Extracted entries START

PR #1676, opened 2025-08-12
Migrate soci command to urfave/cli/v3

Kern--:
**Issue #, if available:**

**Description of changes:**
closes #1587 

Migrate soci command to urfave/cli/v3

migration instructions: https://cli.urfave.org/migrate-v2-to-v3/

**Testing performed:**

### DIFF
--- a/cmd/soci-snapshotter-grpc/main.go
+++ b/cmd/soci-snapshotter-grpc/main.go
@@ -72,7 +72,7 @@ import (
 	sddaemon "github.com/coreos/go-systemd/v22/daemon"
 	metrics "github.com/docker/go-metrics"
 	"github.com/sirupsen/logrus"
-	"github.com/urfave/cli/v2"
+	"github.com/urfave/cli/v3"
 	bolt "go.etcd.io/bbolt"
 	"golang.org/x/sys/unix"
 	"google.golang.org/grpc"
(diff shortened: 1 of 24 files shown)


Shubhranshu153 (dismissed):

cmd/soci-snapshotter-grpc/main.go
```diff
@@ -87,147 +87,146 @@ const (
...
+				log.G(ctx).Debug("Closing the snapshotter")
+				rs.Close()
+			}
+			log.G(ctx).Info("Exiting")
+			return nil
+		},
 	}
 
-	if err := app.Run(os.Args); err != nil {
+	if err := app.Run(context.TODO(), os.Args); err != nil {
```
sondavidb: We should create a new context here w/ a cancel and defer the cancel call instead (the context in question should also be tied to context.Background instead of context.TODO)

cmd/soci/commands/index/list.go
```diff
@@ -31,7 +32,17 @@ import (
 	"github.com/containerd/containerd/images"
 	"github.com/containerd/platforms"
 	specs "github.com/opencontainers/image-spec/specs-go/v1"
-	"github.com/urfave/cli/v2"
+	"github.com/urfave/cli/v3"
+)
+
+const (
```
sondavidb, line 38: I like this pattern, should we apply it more consistently across all of our commands?

cmd/soci/commands/internal/platform.go
```diff
@@ -39,26 +40,25 @@ var PlatformFlags = []cli.Flag{
...
 // This method is not suitable for situations where the default should be all supported platforms (e.g. the `soci index list` command)
-func GetPlatforms(ctx context.Context, cliContext *cli.Context, img images.Image, cs content.Store) ([]ocispec.Platform, error) {
-	if cliContext.Bool(AllPlatformsFlagKey) {
+func GetPlatforms(ctx context.Context, cmd *cli.Command, img images.Image, cs content.Store) ([]ocispec.Platform, error) {
+	allPlatforms := cmd.Bool(AllPlatformsFlagKey)
+	if allPlatforms {
 		return images.Platforms(ctx, cs, img.Target)
 	}
-	ps := cliContext.StringSlice(PlatformFlagKey)
-	if len(ps) == 0 {
```
sondavidb, line 59: Any reason we removed this check?

cmd/soci/main.go
```diff
@@ -44,63 +45,62 @@ import (
...
-		commands.PushCommand,
-		commands.RebuildDBCommand,
-	}
-
-	app.Before = func(context *cli.Context) error {
-		return soci.EnsureSnapshotterRootPath(context.String("root"))
 	}
 
-	if err := app.Run(os.Args); err != nil {
+	ctx := context.TODO()
```
sondavidb: Same here, we should attach a proper context here.

cmd/soci/commands/internal/platform.go
Kern--: This is already handled by the logic below, there's no need to have a special case here.

cmd/soci/commands/index/list.go
Kern--: Yeah, I think that makes sense.

cmd/soci-snapshotter-grpc/main.go
```diff
@@ -87,150 +87,152 @@ const (
...
+			}
+			log.G(ctx).Info("Exiting")
+			return nil
+		},
 	}
 
-	if err := app.Run(os.Args); err != nil {
+	ctx, cancel := context.WithCancel(context.Background())
+	if err := app.Run(ctx, os.Args); err != nil {
+		cancel()
```
sondavidb, line 231: nit: Any reason we do this instead of just immediately deferring cancel? Not that opinionated if it's a style choice.

cmd/soci/main.go
```diff
@@ -44,64 +45,66 @@ import (
...
-		commands.RebuildDBCommand,
-	}
-
-	app.Before = func(context *cli.Context) error {
-		return soci.EnsureSnapshotterRootPath(context.String("root"))
 	}
 
-	if err := app.Run(os.Args); err != nil {
+	ctx, cancel := context.WithCancel(context.Background())
+	defer cancel()
```
sondavidb: Here too, but we're also deferring while also explicitly calling it which doesn't feel right — we should just do one or the other.

sondavidb (approved):
Small style thing but LGTM otherwise.

cmd/soci/main.go
Kern--: Whoops this was left over. I will remove this.

cmd/soci-snapshotter-grpc/main.go
Kern--: defer statements won't get called after `os.Exit`. I'm not sure it really matters since we'll probably exit too fast to process a cancellation anyway, but deferring seems more wrong.

sondavidb: Oh huh, that's kind of weird but you're right yeah. Maybe this could be a case to move this code out of main into its own function but obviously not really in scope here.

sondavidb (approved):

Shubhranshu153:
has conflicts.

Shubhranshu153 (approved):

Shubhranshu153 (approved):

Extracted entries END

◆ What needs to be done ◆
Reproduce the data above in full, with no line missing.

◆ Reply to the task ◆
PR #1676, opened 2025-08-12
Migrate soci command to urfave/cli/v3

Kern--:
**Issue #, if available:**

**Description of changes:**
closes #1587 

Migrate soci command to urfave/cli/v3

migration instructions: https://cli.urfave.org/migrate-v2-to-v3/

**Testing performed:**

### DIFF
--- a/cmd/soci-snapshotter-grpc/main.go
+++ b/cmd/soci-snapshotter-grpc/main.go
@@ -72,7 +72,7 @@ import (
 	sddaemon "github.com/coreos/go-systemd/v22/daemon"
 	metrics "github.com/docker/go-metrics"
 	"github.com/sirupsen/logrus"
-	"github.com/urfave/cli/v2"
+	"github.com/urfave/cli/v3"
 	bolt "go.etcd.io/bbolt"
 	"golang.org/x/sys/unix"
 	"google.golang.org/grpc"
(diff shortened: 1 of 24 files shown)


Shubhranshu153 (dismissed):

cmd/soci-snapshotter-grpc/main.go
```diff
@@ -87,147 +87,146 @@ const (
...
+				log.G(ctx).Debug("Closing the snapshotter")
+				rs.Close()
+			}
+			log.G(ctx).Info("Exiting")
+			return nil
+		},
 	}
 
-	if err := app.Run(os.Args); err != nil {
+	if err := app.Run(context.TODO(), os.Args); err != nil {
```
sondavidb: We should create a new context here w/ a cancel and defer the cancel call instead (the context in question should also be tied to context.Background instead of context.TODO)

cmd/soci/commands/index/list.go
```diff
@@ -31,7 +32,17 @@ import (
 	"github.com/containerd/containerd/images"
 	"github.com/containerd/platforms"
 	specs "github.com/opencontainers/image-spec/specs-go/v1"
-	"github.com/urfave/cli/v2"
+	"github.com/urfave/cli/v3"
+)
+
+const (
```
sondavidb, line 38: I like this pattern, should we apply it more consistently across all of our commands?

cmd/soci/commands/internal/platform.go
```diff
@@ -39,26 +40,25 @@ var PlatformFlags = []cli.Flag{
...
 // This method is not suitable for situations where the default should be all supported platforms (e.g. the `soci index list` command)
-func GetPlatforms(ctx context.Context, cliContext *cli.Context, img images.Image, cs content.Store) ([]ocispec.Platform, error) {
-	if cliContext.Bool(AllPlatformsFlagKey) {
+func GetPlatforms(ctx context.Context, cmd *cli.Command, img images.Image, cs content.Store) ([]ocispec.Platform, error) {
+	allPlatforms := cmd.Bool(AllPlatformsFlagKey)
+	if allPlatforms {
 		return images.Platforms(ctx, cs, img.Target)
 	}
-	ps := cliContext.StringSlice(PlatformFlagKey)
-	if len(ps) == 0 {
```
sondavidb, line 59: Any reason we removed this check?

cmd/soci/main.go
```diff
@@ -44,63 +45,62 @@ import (
...
-		commands.PushCommand,
-		commands.RebuildDBCommand,
-	}
-
-	app.Before = func(context *cli.Context) error {
-		return soci.EnsureSnapshotterRootPath(context.String("root"))
 	}
 
-	if err := app.Run(os.Args); err != nil {
+	ctx := context.TODO()
```
sondavidb: Same here, we should attach a proper context here.

cmd/soci/commands/internal/platform.go
Kern--: This is already handled by the logic below, there's no need to have a special case here.

cmd/soci/commands/index/list.go
Kern--: Yeah, I think that makes sense.

cmd/soci-snapshotter-grpc/main.go
```diff
@@ -87,150 +87,152 @@ const (
...
+			}
+			log.G(ctx).Info("Exiting")
+			return nil
+		},
 	}
 
-	if err := app.Run(os.Args); err != nil {
+	ctx, cancel := context.WithCancel(context.Background())
+	if err := app.Run(ctx, os.Args); err != nil {
+		cancel()
```
sondavidb, line 231: nit: Any reason we do this instead of just immediately deferring cancel? Not that opinionated if it's a style choice.

cmd/soci/main.go
```diff
@@ -44,64 +45,66 @@ import (
...
-		commands.RebuildDBCommand,
-	}
-
-	app.Before = func(context *cli.Context) error {
-		return soci.EnsureSnapshotterRootPath(context.String("root"))
 	}
 
-	if err := app.Run(os.Args); err != nil {
+	ctx, cancel := context.WithCancel(context.Background())
+	defer cancel()
```
sondavidb: Here too, but we're also deferring while also explicitly calling it which doesn't feel right — we should just do one or the other.

sondavidb (approved):
Small style thing but LGTM otherwise.

cmd/soci/main.go
Kern--: Whoops this was left over. I will remove this.

cmd/soci-snapshotter-grpc/main.go
Kern--: defer statements won't get called after `os.Exit`. I'm not sure it really matters since we'll probably exit too fast to process a cancellation anyway, but deferring seems more wrong.

sondavidb: Oh huh, that's kind of weird but you're right yeah. Maybe this could be a case to move this code out of main into its own function but obviously not really in scope here.

sondavidb (approved):

Shubhranshu153:
has conflicts.

Shubhranshu153 (approved):

Shubhranshu153 (approved):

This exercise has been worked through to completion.